* **WORK TO BE COMPLETED**
Your answer should be the full set of records, printed exactly as they stand.

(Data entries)
* * * *

PR #187, opened 2023-04-27
feat: Add reference information on object storage quotas

fghaas:
* Explain that the number of objects per bucket is limited.
* Add a .pages file so we get shorter headings in the navigation.
* Fix case in the title of the "OpenStack quotas" section.

Also, correct the path in our support URL (in several spots).


pejotes:
LGTM

PR #188, opened 2023-05-02
fix: Remove references to the old General Terms and Conditions

fghaas:
The transition period, during which the old GT&C still applied to accounts created before 2023-04-05, ends on 2023-05-05. As of that date, the new ToS applies to all accounts.

Thus, remove the remaining references to the old terms.


colder-is-better (approved):
LGTM!

armanborghem (approved):

PR #190, opened 2023-05-03
feat: Add background information on Disaster Recovery

colder-is-better:
We introduce the Disaster Recovery feature, explain what kind of Cleura objects can use it, and point out why it makes sense to keep it enabled. While we are at it, we add a new HOWTO guide on how to restore a server to a particular snapshot.


docs/background/disaster-recovery.md
```diff
@@ -0,0 +1,54 @@
+# Disaster recovery
+
+When you go on to create a new server in {{brand}}, you will probably
```
fghaas, line 3: Not sure what "go on to" means here. We might be able to drop it (as we might drop "probably")?

```suggestion
When you create a new server in {{brand}}, you will
```

Also, please make "create a new server" a link to the corresponding how-to guide.

docs/background/disaster-recovery.md
```diff
@@ -0,0 +1,54 @@
...
+
+![The disaster recovery feature can be manually activated for any
+server](assets/disaster-recovery-option-manual-activation.png)
+
+In the following, we explain what this option does, how it works in the
+background, and why you should consider enabling it.
+
+## What it is
+
+The *Disaster Recovery* feature, DR for short, is managed from the
```
fghaas, line 21:
```suggestion
The *Disaster Recovery* (DR) feature is available via the
```

docs/background/disaster-recovery.md
```diff
@@ -0,0 +1,54 @@
...
+{{gui}} only and applies to servers and volumes that use our
+[Ceph](https://ceph.io) backend.
```
fghaas, line 23: The only way for this to _not_ be the case would be if a server uses an `s` flavor (see https://docs.cleura.cloud/reference/flavors/#compute-tiers), so let's explain that here. Any server that uses another flavor, and any volume, does use Ceph.

docs/background/disaster-recovery.md
```diff
@@ -0,0 +1,54 @@
...
+then all snapshots will also be deleted, and the snapshot creation
+schedule will be canceled immediately.
+
+## Why enable it
+
+Provided snapshots are available, you can restore a server or a single
+volume to any of those snapshots. For instance, you may discover that
+due to faulty application logic or simply a bug, you are now
+experiencing data corruption. Then, one of your options would be to go
+back in time by restoring one of the available snapshots and keep going
```
fghaas, line 43: This paragraph should contain a link to a short how-to guide for resetting a volume or server to the most recent snapshot state.

docs/background/disaster-recovery.md
```diff
@@ -0,0 +1,54 @@
...
+from there.
+
+You should know that the DR feature creates *point-in-time* snapshots on
+the storage level. This is highly advantageous because the process is
+almost instantaneous, with no write-lock on the RBD image. On the other
+hand, the time required to restore a particular image depends on its
+size. During restoration, the volume is automatically detached before
```
fghaas, line 50: You'll need to explain how this works for a boot-from-volume server (which cannot detach its root volume).

fghaas (commented):
This is off to a good start; I have a few inline comments.

docs/background/disaster-recovery.md
colder-is-better: Done and done!

docs/background/disaster-recovery.md
colder-is-better: Got it!

docs/background/disaster-recovery.md
colder-is-better: Understood. I provided the above piece of info based on the attached Wiki ("Disaster recovery questions"). Since I do not know what happens behind the scenes with boot-from-volume servers, I will either need some pointers or we will have to ask for an expert's insight here.

docs/background/disaster-recovery.md
fghaas: I'd say we want to roll that into this same PR. Information on backups/snapshots is mildly useless unless accompanied by information on how to restore. :)

colder-is-better: ...aaaaand I rolled that in :)

docs/background/disaster-recovery.md
colder-is-better: @fghaas After reading @Jeeaaasus's explanation and trying to restore a boot-from-volume server to a particular snapshot, I realized that no detachment takes place. Instead, the instance shuts off, the restoration process completes, and then you have to manually power it back on. I am updating the original paragraph accordingly.

docs/background/disaster-recovery.md
```diff
@@ -0,0 +1,85 @@
...
+## What it is
+
+The *Disaster Recovery* (DR) feature, is available via the {{gui}} and
+applies to servers and volumes that use our [Ceph](https://ceph.io)
+backend. That would be **all** servers but the ones of the `s`
+[flavor](../../reference/flavors/#compute-tiers).
+
+## How it works
+
+As soon as you enable DR for a server or a single volume, then you start
```
fghaas, line 28: "As soon as" followed by "then" sounds a little awkward to me.

```suggestion
As soon as you enable DR for a server or a single volume, you start
```

docs/background/disaster-recovery.md
fghaas: I meant roll it into the same *PR*, not roll it into the same file. We want a *separate* how-to guide, *as part of this PR,* that cross-references the background info (and vice versa). The step-by-step guide for restoring doesn't belong in background information.

fghaas (commented):
Please see the inline comments. :)

docs/background/disaster-recovery.md
```diff
@@ -0,0 +1,85 @@
...
+
+![The disaster recovery feature can be manually activated for any
+server](assets/disaster-recovery-option-manual-activation.png)
+
+In the following, we explain what this option does, how it works in the
+background, and why you should consider enabling it.
+
+## What it is
+
+The *Disaster Recovery* (DR) feature, is available via the {{gui}} and
```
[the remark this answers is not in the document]
colder-is-better: Alert and alarm and sirens going crazy (and thanks for spotting that).

docs/background/disaster-recovery.md
colder-is-better: It is indeed :$

docs/background/disaster-recovery.md
colder-is-better: Ahem, rollin' in and updating --- but properly, this time aroond!

colder-is-better:
> I think this is in excellent shape now. One style note: although the term "restoration" is perfectly correct, I think to call the opposite of a backup or snapshot a "restore" is more common. What do you think?

It is more common, there's no doubt about it. It's just that, as a personal preference, when I can choose between a noun and a verb, I always go with the noun. But yes, let's go with "restore". If anything, it sounds more "natural" than the noun :)

docs/background/disaster-recovery.md
```diff
@@ -0,0 +1,56 @@
+# Disaster recovery
```
fghaas, line 1: Please add YAML front matter with a `description` field (like you already did in the howto).

fghaas (commented):
Perfect. Just one more nit and then I think we can merge this!

docs/background/disaster-recovery.md
colder-is-better: Ouch (and done).

fghaas (approved):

* * * *

* **EXPECTED ANSWER**
PR #187, opened 2023-04-27
feat: Add reference information on object storage quotas

fghaas:
* Explain that the number of objects per bucket is limited.
* Add a .pages file so we get shorter headings in the navigation.
* Fix case in the title of the "OpenStack quotas" section.

Also, correct the path in our support URL (in several spots).


pejotes:
LGTM

PR #188, opened 2023-05-02
fix: Remove references to the old General Terms and Conditions

fghaas:
The transition period, during which the old GT&C still applied to accounts created before 2023-04-05, ends on 2023-05-05. As of that date, the new ToS applies to all accounts.

Thus, remove the remaining references to the old terms.


colder-is-better (approved):
LGTM!

armanborghem (approved):

PR #190, opened 2023-05-03
feat: Add background information on Disaster Recovery

colder-is-better:
We introduce the Disaster Recovery feature, explain what kind of Cleura objects can use it, and point out why it makes sense to keep it enabled. While we are at it, we add a new HOWTO guide on how to restore a server to a particular snapshot.


docs/background/disaster-recovery.md
```diff
@@ -0,0 +1,54 @@
+# Disaster recovery
+
+When you go on to create a new server in {{brand}}, you will probably
```
fghaas, line 3: Not sure what "go on to" means here. We might be able to drop it (as we might drop "probably")?

```suggestion
When you create a new server in {{brand}}, you will
```

Also, please make "create a new server" a link to the corresponding how-to guide.

docs/background/disaster-recovery.md
```diff
@@ -0,0 +1,54 @@
...
+
+![The disaster recovery feature can be manually activated for any
+server](assets/disaster-recovery-option-manual-activation.png)
+
+In the following, we explain what this option does, how it works in the
+background, and why you should consider enabling it.
+
+## What it is
+
+The *Disaster Recovery* feature, DR for short, is managed from the
```
fghaas, line 21:
```suggestion
The *Disaster Recovery* (DR) feature is available via the
```

docs/background/disaster-recovery.md
```diff
@@ -0,0 +1,54 @@
...
+{{gui}} only and applies to servers and volumes that use our
+[Ceph](https://ceph.io) backend.
```
fghaas, line 23: The only way for this to _not_ be the case would be if a server uses an `s` flavor (see https://docs.cleura.cloud/reference/flavors/#compute-tiers), so let's explain that here. Any server that uses another flavor, and any volume, does use Ceph.

docs/background/disaster-recovery.md
```diff
@@ -0,0 +1,54 @@
...
+then all snapshots will also be deleted, and the snapshot creation
+schedule will be canceled immediately.
+
+## Why enable it
+
+Provided snapshots are available, you can restore a server or a single
+volume to any of those snapshots. For instance, you may discover that
+due to faulty application logic or simply a bug, you are now
+experiencing data corruption. Then, one of your options would be to go
+back in time by restoring one of the available snapshots and keep going
```
fghaas, line 43: This paragraph should contain a link to a short how-to guide for resetting a volume or server to the most recent snapshot state.

docs/background/disaster-recovery.md
```diff
@@ -0,0 +1,54 @@
...
+from there.
+
+You should know that the DR feature creates *point-in-time* snapshots on
+the storage level. This is highly advantageous because the process is
+almost instantaneous, with no write-lock on the RBD image. On the other
+hand, the time required to restore a particular image depends on its
+size. During restoration, the volume is automatically detached before
```
fghaas, line 50: You'll need to explain how this works for a boot-from-volume server (which cannot detach its root volume).

fghaas (commented):
This is off to a good start; I have a few inline comments.

docs/background/disaster-recovery.md
colder-is-better: Done and done!

docs/background/disaster-recovery.md
colder-is-better: Got it!

docs/background/disaster-recovery.md
colder-is-better: Understood. I provided the above piece of info based on the attached Wiki ("Disaster recovery questions"). Since I do not know what happens behind the scenes with boot-from-volume servers, I will either need some pointers or we will have to ask for an expert's insight here.

docs/background/disaster-recovery.md
fghaas: I'd say we want to roll that into this same PR. Information on backups/snapshots is mildly useless unless accompanied by information on how to restore. :)

colder-is-better: ...aaaaand I rolled that in :)

docs/background/disaster-recovery.md
colder-is-better: @fghaas After reading @Jeeaaasus's explanation and trying to restore a boot-from-volume server to a particular snapshot, I realized that no detachment takes place. Instead, the instance shuts off, the restoration process completes, and then you have to manually power it back on. I am updating the original paragraph accordingly.

docs/background/disaster-recovery.md
```diff
@@ -0,0 +1,85 @@
...
+## What it is
+
+The *Disaster Recovery* (DR) feature, is available via the {{gui}} and
+applies to servers and volumes that use our [Ceph](https://ceph.io)
+backend. That would be **all** servers but the ones of the `s`
+[flavor](../../reference/flavors/#compute-tiers).
+
+## How it works
+
+As soon as you enable DR for a server or a single volume, then you start
```
fghaas, line 28: "As soon as" followed by "then" sounds a little awkward to me.

```suggestion
As soon as you enable DR for a server or a single volume, you start
```

docs/background/disaster-recovery.md
fghaas: I meant roll it into the same *PR*, not roll it into the same file. We want a *separate* how-to guide, *as part of this PR,* that cross-references the background info (and vice versa). The step-by-step guide for restoring doesn't belong in background information.

fghaas (commented):
Please see the inline comments. :)

docs/background/disaster-recovery.md
```diff
@@ -0,0 +1,85 @@
...
+
+![The disaster recovery feature can be manually activated for any
+server](assets/disaster-recovery-option-manual-activation.png)
+
+In the following, we explain what this option does, how it works in the
+background, and why you should consider enabling it.
+
+## What it is
+
+The *Disaster Recovery* (DR) feature, is available via the {{gui}} and
```
[the remark this answers is not in the document]
colder-is-better: Alert and alarm and sirens going crazy (and thanks for spotting that).

docs/background/disaster-recovery.md
colder-is-better: It is indeed :$

docs/background/disaster-recovery.md
colder-is-better: Ahem, rollin' in and updating --- but properly, this time aroond!

colder-is-better:
> I think this is in excellent shape now. One style note: although the term "restoration" is perfectly correct, I think to call the opposite of a backup or snapshot a "restore" is more common. What do you think?

It is more common, there's no doubt about it. It's just that, as a personal preference, when I can choose between a noun and a verb, I always go with the noun. But yes, let's go with "restore". If anything, it sounds more "natural" than the noun :)

docs/background/disaster-recovery.md
```diff
@@ -0,0 +1,56 @@
+# Disaster recovery
```
fghaas, line 1: Please add YAML front matter with a `description` field (like you already did in the howto).

fghaas (commented):
Perfect. Just one more nit and then I think we can merge this!

docs/background/disaster-recovery.md
colder-is-better: Ouch (and done).

fghaas (approved):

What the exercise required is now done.